● **PROMPT**: All lines in the data that hold the word "disabling" need copying.
------------------------------------------------------------------------
PR #602, opened 2026-09-10
Auto generate release notes from changelog

yhmo:
- Add scripts/extract_changelog.sh, which prints the CHANGELOG.md section for a version and fails when the entry is missing
- Use it in create-release.yaml to build the GitHub release body from the changelog instead of a static two-line body
- Add a validate job to release.yaml that requires the tag commit to be an ancestor of master or a numeric release branch and that the Ubuntu/Windows CI checks passed on that exact commit before any package is built


.github/workflows/release.yaml
```diff
@@ -61,10 +61,65 @@ concurrency:
...
+            done < <(git for-each-ref --format='%(refname:short)' 'refs/remotes/origin/')
+          fi
+          if [[ -z "${approved_branch}" ]]; then
+            echo "Release tag commit ${tag_sha} is not contained in master or a numeric release branch." >&2
+            exit 1
+          fi
+          echo "Release commit ${tag_sha} is contained in ${approved_branch}."
+
+          check_runs="$(gh api "repos/${GITHUB_REPOSITORY}/commits/${tag_sha}/check-runs?per_page=100")"
+          for check_name in "Build and test AMD64 Ubuntu 20.04" "Build and test windows"; do
```
yhmo: .github/workflows/release.yaml line:109
Medium ---- This check requires a successful "Build and test AMD64 Ubuntu 20.04" and "Build and test windows" run on the exact tag commit, but the usual release tag points at a "Prepare for vX.Y.Z" commit that only modifies markdown (CHANGELOG.md, README.md, DEVELOPMENT.md). The main.yaml push path filter explicitly excludes `!**.md`, so that workflow never runs on such commits and the required check runs never exist -- validate would fail and block the release. For example the v3.0.2 prepare commit (d77b3bca) touched only md files and has no "Build and test" check runs. Consider checking the last CI-verified ancestor on the release branch instead, or exempting markdown-only prepare commits from the exact-commit CI requirement.

scripts/extract_changelog.sh
```diff
@@ -0,0 +1,138 @@
...
+  awk -v version="${version}" -v include_heading="${include_heading}" '
+    function heading_level(line,    lvl) {
+      lvl = 0
+      while (substr(line, lvl + 1, 1) == "#") lvl++
+      return lvl
+    }
+    BEGIN {
+      ver = version
+      gsub(/\./, "\\.", ver)
+      pattern = "(^|[^0-9A-Za-z.])" ver "([^0-9A-Za-z.]|$)"
```
yhmo: scripts/extract_changelog.sh line:105
Low ---- The version boundary classes `[^0-9A-Za-z.]` treat `-` and `_` as valid boundaries, so a prerelease-style heading such as `## milvus-sdk-cpp 3.0.3-rc1` would match a search for `3.0.3`, even though the header comment (lines 21-22) only promises protection against longer numeric versions like `3.0.10`. The current changelog has no prerelease headings, but excluding `-`/`_` from the boundary set (or documenting the limitation) would make the matcher robust to that heading style.

.github/workflows/release.yaml
```diff
@@ -61,10 +61,65 @@ concurrency:
...
 jobs:
+  # Validate the release commit before any package is built: the tag must point at
+  # a commit contained in master or a numeric release branch, and the required CI
+  # checks must have passed on that exact commit. This prevents packaging an
+  # unreviewed or non-release-line commit.
+  validate:
+    name: Validate release commit
+    runs-on: ubuntu-latest
+    timeout-minutes: 10
+    steps:
```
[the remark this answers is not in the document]
yhmo: Fixed: the validate job now declares job-level permissions {contents: read, checks: read}, so the gh api check-runs call can read check run conclusions.

.github/workflows/release.yaml
yhmo: Fixed: validate now walks back from the tag commit to the nearest ancestor that carries the required successful checks (bounded to 50 commits). Release tags point at markdown-only Prepare-for-vX.Y.Z commits that main.yaml skips, so the exact-commit requirement would have blocked every release; the nearest CI-verified ancestor (usually the merged code commit) is used instead.

scripts/extract_changelog.sh
yhmo: Fixed: the awk version-boundary class now excludes - and _ on both sides ([^0-9A-Za-z._-]), so a prerelease heading like 3.0.3-rc1 no longer matches a search for 3.0.3; header comment updated to document the prerelease protection. Verified against a changelog containing both 3.0.3-rc1 and 3.0.3 headings.

.github/workflows/release.yaml
```diff
@@ -61,10 +61,86 @@ concurrency:
...
+          fi
+          echo "Release commit ${tag_sha} is contained in ${approved_branch}."
+
+          # Release tags point at a markdown-only "Prepare for vX.Y.Z" commit, which
+          # main.yaml skips (the push path filter excludes **.md), so that commit has
+          # no check runs. Walk back to the nearest ancestor that carries the required
+          # successful checks instead of requiring them on the exact tag commit.
+          sha_to_check="${tag_sha}"
+          verified_sha=""
+          for depth in $(seq 0 50); do
```
yhmo, line 123: .github/workflows/release.yaml line:117
Medium ---- The walk-back loop treats a commit whose required checks FAILED the same as a commit with no check runs: both set all_ok=0 and move to the parent. So if the actual release code commit (or the "Prepare for vX.Y.Z" commit) has a failed "Build and test AMD64 Ubuntu 20.04" or "Build and test windows" run, the loop silently skips past it and accepts the nearest older green ancestor, and packages are still built from the tag (post-failure code). That defeats the stated purpose of this gate ("prevent packaging ... a commit whose required CI checks failed"). Consider failing (exit 1) when an ancestor carries a completed but non-successful run for a required check, and only walking past commits that have no check runs at all or only incomplete ones.

.github/workflows/release.yaml
```diff
@@ -61,10 +61,86 @@ concurrency:
...
+            check_runs="$(gh api "repos/${GITHUB_REPOSITORY}/commits/${sha_to_check}/check-runs?per_page=100")"
+            all_ok=1
+            for check_name in "Build and test AMD64 Ubuntu 20.04" "Build and test windows"; do
```
yhmo: .github/workflows/release.yaml line:120
Low ---- The required check names are hardcoded here and duplicated from the job names in .github/workflows/main.yaml ("Build and test AMD64 ${{ matrix.os.distro }} ${{ matrix.os.version }}" and "Build and test windows"). If the CI matrix or a job name ever changes (for example Ubuntu 20.04 is dropped), the validate job will either block every release with a confusing "No ancestor of <tag> has the required successful checks" error, or stop gating entirely when the matching name disappears. A comment documenting the coupling to main.yaml job names would make the dependency discoverable.

.github/workflows/release.yaml
```diff
@@ -61,10 +61,86 @@ concurrency:
...
+              fi
+            done < <(git for-each-ref --format='%(refname:short)' 'refs/remotes/origin/')
+          fi
+          if [[ -z "${approved_branch}" ]]; then
+            echo "Release tag commit ${tag_sha} is not contained in master or a numeric release branch." >&2
+            exit 1
+          fi
+          echo "Release commit ${tag_sha} is contained in ${approved_branch}."
+
+          # Release tags point at a markdown-only "Prepare for vX.Y.Z" commit, which
```
yhmo: .github/workflows/release.yaml line:111
Low ---- This comment premise is not always true: the "Prepare for v3.0.3" commit (#600, now master head da7acff7) touched tutorial/**/conanfile.py files, which the main.yaml push path filter does not exclude (only **.md, doc/**, .gitignore, codecov.yml, LICENSE, OWNERS, libmilvus.spec.rpkg), so main.yaml did trigger on that commit (a "Build and test" run is currently pending for it). The walk-back logic is robust either way, but the stated reason ("main.yaml skips ... so that commit has no check runs") can mislead a future maintainer about why the ancestor walk-back exists.

.github/workflows/release.yaml
yhmo: Fixed: the walk-back loop now fails hard (exit 1) whenever a required check completed non-successfully on the commit being examined, and only walks past commits with no check runs or only incomplete ones. A failing release commit (or its failing ancestor) can no longer be silently bypassed to an older green commit.

.github/workflows/release.yaml
yhmo: Fixed: added a comment next to the hardcoded check names documenting that they must stay in sync with the job names in main.yaml (including the matrix expansion), so a CI rename/drop is discoverable instead of silently blocking or disabling the gate.

.github/workflows/release.yaml
yhmo: Fixed: reworded the walk-back comment to state the general reason (the tag commit may lack completed successful checks for any reason, e.g. a markdown-only push or a run still in flight) instead of claiming prepare commits are always markdown-only, which the actual Prepare for v3.0.3 commit disproves.

.github/workflows/release.yaml
```diff
@@ -61,10 +61,104 @@ concurrency:
...
+                jq -c --arg name "${check_name}" --arg sha "${sha_to_check}" \
+                  '[.check_runs[] | select(.name == $name and .head_sha == $sha and .conclusion == "success")] | length' \
+                  <<<"${check_runs}"
+              )"
+              if [[ "${successful}" -gt 0 ]]; then
+                continue
+              fi
+              completed_non_success="$(
+                jq -c --arg name "${check_name}" --arg sha "${sha_to_check}" \
+                  '[.check_runs[] | select(.name == $name and .head_sha == $sha and .status == "completed" and .conclusion != "success")] | length' \
```
yhmo: .github/workflows/release.yaml line:136
Medium ---- The walk-back's fail-hard predicate `conclusion != "success"` is broader than a real failure: it also matches `cancelled`, `skipped` and `neutral`. Because main.yaml sets `concurrency: cancel-in-progress: true` (grouped per branch/ref), a superseded push leaves earlier commits with a completed-but-cancelled check run; if such a commit sits in the 50-commit ancestry of a release tag, this step exits 1 and permanently blocks the release even though that commit never failed. `skipped` (path-filtered jobs on a docs-only commit) and `neutral` (`continue-on-error`) have the same effect. Recommend failing hard only on genuine failure conclusions (`failure`, `timed_out`, `startup_failure`, `action_required`) and treating cancelled/skipped/neutral as "not present" so they fall through to the walk-back.

.github/workflows/release.yaml
```diff
@@ -61,10 +61,104 @@ concurrency:
...
+          # The required check names below must stay in sync with the job names in
+          # main.yaml ("Build and test AMD64 ${{ matrix.os.distro }} ${{ matrix.os.version }}"
+          # and "Build and test windows"): renaming or dropping a CI job there breaks
+          # this gate, blocking every release or silently disabling validation.
+          sha_to_check="${tag_sha}"
+          verified_sha=""
+          for depth in $(seq 0 50); do
+            check_runs="$(gh api "repos/${GITHUB_REPOSITORY}/commits/${sha_to_check}/check-runs?per_page=100")"
+            all_present=1
+            for check_name in "Build and test AMD64 Ubuntu 20.04" "Build and test windows"; do
```
yhmo: .github/workflows/release.yaml line:125
Medium ---- The required-check gate only covers "Build and test AMD64 Ubuntu 20.04" and "Build and test windows", but main.yaml also runs "Build and test AMD64 Fedora 39", "Build and test macOS 15" and "Test all with coverage" on the same commit, and the release packages built downstream include Fedora, macOS, ARM, and other Ubuntu targets. A tag commit whose Fedora or macOS CI is red would still pass this gate and publish broken packages for those platforms. Consider requiring every check that guards a shipped package (or at least the Fedora/macOS matrix legs) rather than just the Ubuntu 20.04 + Windows pair, so the gate covers the full set of release artifacts.

.github/workflows/release.yaml
yhmo: Fixed: the walk-back now fails hard only on genuine failure conclusions (failure / timed_out / startup_failure / action_required) and treats cancelled, skipped and neutral runs as not present, so superseded pushes (cancel-in-progress), docs-only skipped jobs and continue-on-error neutral outcomes walk past instead of permanently blocking a release.

.github/workflows/release.yaml
yhmo: Fixed: the required-check list now covers every CI-checked packaging platform: Build and test AMD64 Ubuntu 20.04, Build and test AMD64 Fedora 39, Build and test macOS 15, and Build and test windows (main.yaml currently runs Ubuntu 20.04 + Fedora 39 in its linux matrix, macOS 15, and windows).

.github/workflows/create-release.yaml
```diff
@@ -39,15 +45,23 @@ jobs:
           echo "version=${version}" >> "$GITHUB_OUTPUT"
           echo "release_date=${release_date}" >> "$GITHUB_OUTPUT"
           echo "milvus_minor=${milvus_minor}" >> "$GITHUB_OUTPUT"
+
+          changelog="$(./scripts/extract_changelog.sh "${version}")"
```
yhmo: .github/workflows/create-release.yaml line:49
Medium ---- This step runs `./scripts/extract_changelog.sh` from the checked-out TAG tree, but the script is only added by this PR on the master line. The `2.6` maintenance branch is still active (v2.6.7 released 2026-09-03) and does not contain `scripts/extract_changelog.sh` (verified against the 2.6 branch), and pre-existing tags such as v2.6.7 point at commits whose trees predate the script. Re-pushing or tagging on those lines fails here with "No such file or directory", aborting the whole job before the release is created or the package build is dispatched - a behavior regression vs the old static-body flow, which worked for any vX.Y.Z tag. Consider backporting the script to the release branches or falling back to the static body (Release date / Compatible with Milvus) when the script is not present in the tag's tree.

.github/workflows/release.yaml
```diff
@@ -61,10 +61,109 @@ concurrency:
...
+              fi
+              all_present=0
+            done
+            if [[ "${all_present}" -eq 1 ]]; then
+              verified_sha="${sha_to_check}"
+              break
+            fi
+            sha_to_check="$(git rev-parse "${sha_to_check}~1")"
+          done
+          if [[ -z "${verified_sha}" ]]; then
```
yhmo, line 162: .github/workflows/release.yaml line:156
Low ---- The ancestry + required-checks gate now hard-rejects manual dispatch of release tags on legacy lines (v2.0-v2.5): those commits never ran the current main.yaml job names (the push branch list is only master/2.6/3.0), so the walk-back exhausts the 50-commit bound and the job only surfaces the generic "No ancestor ... has the required successful checks (searched 50 commits)" message. The workflow input docstring just says "Minimum supported: v2.6.3", so the new master/2.6/3.0-only restriction is not discoverable and a blocked dispatch looks like a transient CI miss rather than a permanent restriction. Consider documenting the supported lines next to the gate and printing which lineages were checked when it fails.

.github/workflows/create-release.yaml
yhmo: Fixed: create-release.yaml now falls back to the static two-line body (Release date / Compatible with Milvus) when scripts/extract_changelog.sh is not present in the checked-out tag tree, so legacy tags (e.g. v2.6.x on the 2.6 branch, whose trees predate the script) still create releases and dispatch package builds instead of aborting.

.github/workflows/release.yaml
yhmo: Fixed: documented next to the gate that only lineages running main.yaml (master / 2.6 / 3.0) can be validated, and the failure message now reports the approved lineage and states that older lines (v2.0-v2.5) should be released via the create-release.yaml fallback instead of manual dispatch here.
------------------------------------------------------------------------
● **ANSWER SECTION**:
yhmo: Fixed: added a comment next to the hardcoded check names documenting that they must stay in sync with the job names in main.yaml (including the matrix expansion), so a CI rename/drop is discoverable instead of silently blocking or disabling the gate.
+          # this gate, blocking every release or silently disabling validation.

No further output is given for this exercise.